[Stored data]

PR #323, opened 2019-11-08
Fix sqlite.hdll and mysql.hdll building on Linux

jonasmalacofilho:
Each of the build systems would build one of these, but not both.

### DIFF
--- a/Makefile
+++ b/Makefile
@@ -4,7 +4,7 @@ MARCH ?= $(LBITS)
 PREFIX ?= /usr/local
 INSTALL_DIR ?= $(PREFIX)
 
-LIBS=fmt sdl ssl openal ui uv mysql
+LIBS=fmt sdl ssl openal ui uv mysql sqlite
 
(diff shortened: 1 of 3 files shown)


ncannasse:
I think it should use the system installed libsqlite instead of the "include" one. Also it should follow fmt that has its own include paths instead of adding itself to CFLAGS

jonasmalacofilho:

* * *

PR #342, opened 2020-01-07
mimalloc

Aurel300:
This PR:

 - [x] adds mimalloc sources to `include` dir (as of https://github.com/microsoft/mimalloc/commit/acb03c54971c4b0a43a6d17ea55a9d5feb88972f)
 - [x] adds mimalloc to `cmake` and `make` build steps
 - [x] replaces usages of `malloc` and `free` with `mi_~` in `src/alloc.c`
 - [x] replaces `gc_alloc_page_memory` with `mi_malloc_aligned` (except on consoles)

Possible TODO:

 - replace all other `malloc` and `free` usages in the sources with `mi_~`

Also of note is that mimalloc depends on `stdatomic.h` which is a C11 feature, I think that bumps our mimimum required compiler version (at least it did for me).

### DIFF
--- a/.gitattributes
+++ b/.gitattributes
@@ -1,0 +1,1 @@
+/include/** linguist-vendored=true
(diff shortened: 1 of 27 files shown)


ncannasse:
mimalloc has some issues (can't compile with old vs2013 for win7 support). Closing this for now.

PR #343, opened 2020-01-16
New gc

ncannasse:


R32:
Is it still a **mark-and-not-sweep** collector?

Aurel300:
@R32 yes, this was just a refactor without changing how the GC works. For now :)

▶ **WHAT IS EXPECTED**
Using the entries above, give again exactly the lines from the line holding "Is it still" through the line holding "works. For now :)". Include both end lines and nothing else.

▶ **RESPONSE**
Is it still a **mark-and-not-sweep** collector?

Aurel300:
@R32 yes, this was just a refactor without changing how the GC works. For now :)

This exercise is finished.